_ASSIGNMENT_
Within the records that follow, count the lines containing the string "publisher". Reply only with the count.

_DATA SHOWN_
PR #182, opened 2022-11-28
[Fix] Settings: Metric Configuration Link

mxosman:
## Description of the change

Terry pointed out an issue with the Metric Configuration link in the Settings side menu where it shows up nothing when clicked (after you've selected a metric). After debugging, it looks like it navigates back to `/settings/metric-config` without the additional params. The solution is to update the Settings menu navigation to include the system params for the Metric Configuration link.

## Related issues

Closes #XXXX

### Development

### Code review

### DIFF
--- a/publisher/src/components/Settings/SettingsMenu.tsx
+++ b/publisher/src/components/Settings/SettingsMenu.tsx
@@ -54,6 +54,9 @@ export const SettingsMenu: React.FC = observer(() => {
           <MenuItem
             selected={location.pathname === path}
             onClick={() => {
+              if (displayName === "Metric Configuration") {
+                return navigate(`${path}?system=${systemSearchParam}`);
+              }
               navigate(path);
             }}
           >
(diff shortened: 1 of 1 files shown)


publisher/src/components/Settings/SettingsMenu.tsx
```diff
@@ -54,6 +54,9 @@ export const SettingsMenu: React.FC = observer(() => {
           <MenuItem
             selected={location.pathname === path}
             onClick={() => {
+              if (displayName === "Metric Configuration") {
```
terryttsai, line 57: Would this be prone to breaking if the displayName changes?

terryttsai: Another possible solution is perhaps if we navigate to `/settings/metric-config` without params, then the component can find the default system and set the param?

mxosman:
> This looks like a good fix for the problem at hand, though here are some other cases to think about:
> 
> What if a user shares a link like `/settings/metric-config` without the system? If someone clicks on that link, will they see the blank screen? Should we re-route them to the right system in that case?
> 
> Or what if a user shares a link like `/settings/metric-config?system=SOME_SYSTEM` and the person that clicks on the link doesn't have that system? Should we also re-route them to the right system in that case?

Thanks, Terry - it's currently handling both cases - Ivan already solved for that. Let me know when you get a chance to run it!

terryttsai (approved):
Fix works for me! LGTM!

_OUTPUT FOR THIS TASK_
3